## WHAT YOU ARE ASKED TO DO:
From the entries below, please output exactly the lines starting at the one containing "the pull request!**" and ending at the one containing "I'm wondering if", both included.

╭─ SUPPLIED DATA

PR #579, opened 2024-07-04
Refactor/basic info to follow question answer model

norppaa:
## WHY:

Fixes #562 

## Check off each of the following tasks as they are completed

- [ ] I have reviewed the changes myself in this PR. Please check the [self-review document](https://github.com/OpenVAA/voting-advice-application/blob/main/docs/contributing/self-review.md)
- [ ] I have added or edited unit tests.
- [ ] I have run the unit tests successfully.
- [ ] I have run the e2e tests successfully.
- [ ] I have tested this change on my own device.
- [ ] I have tested this change on other devices (Using Browserstack is recommended).
- [ ] I have tested my changes using the [WAVE extension](https://wave.webaim.org/extension/)
- [ ] I have added documentation where necessary.
- [ ] Is there an existing issue linked to this PR?

**Clean up your git commit history before submitting the pull request!**

PR #580, opened 2024-07-12
refactor: candidate app form inputs

### LINKED ISSUE #319: Refactor FieldGroup component
I'm wondering if there's any added benefit for providing the `fields` property for the `<FieldGroup>` component and iterating over it inside the component instead of just having a default slot into which the relevant fields go? At least in its current formulation of `any` it doesn't seem to offer much benefits.

Also, the rounding of the corners of the `<div>` that contains the field sometimes breaks the focus outline, which is necessary for low-vision accessibility. It would probably be useful to create a `<Field>` component that takes as its properties or slots the label (contents) and the actual input. Then we could apply consistent styling to all fields.

Also `<FieldGroup>` could apply default styling to the `header` and `footer` slots so that they match the ones now defined on the `/candidate/profile` page.

### LINKED ISSUE #557: a11y: fix MultilangTextInput label targeting
The `<laber for={id}>` model creates errors when the localized fields are expanded.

╰─

## OUTPUT BELOW:
**Clean up your git commit history before submitting the pull request!**

PR #580, opened 2024-07-12
refactor: candidate app form inputs

### LINKED ISSUE #319: Refactor FieldGroup component
I'm wondering if there's any added benefit for providing the `fields` property for the `<FieldGroup>` component and iterating over it inside the component instead of just having a default slot into which the relevant fields go? At least in its current formulation of `any` it doesn't seem to offer much benefits.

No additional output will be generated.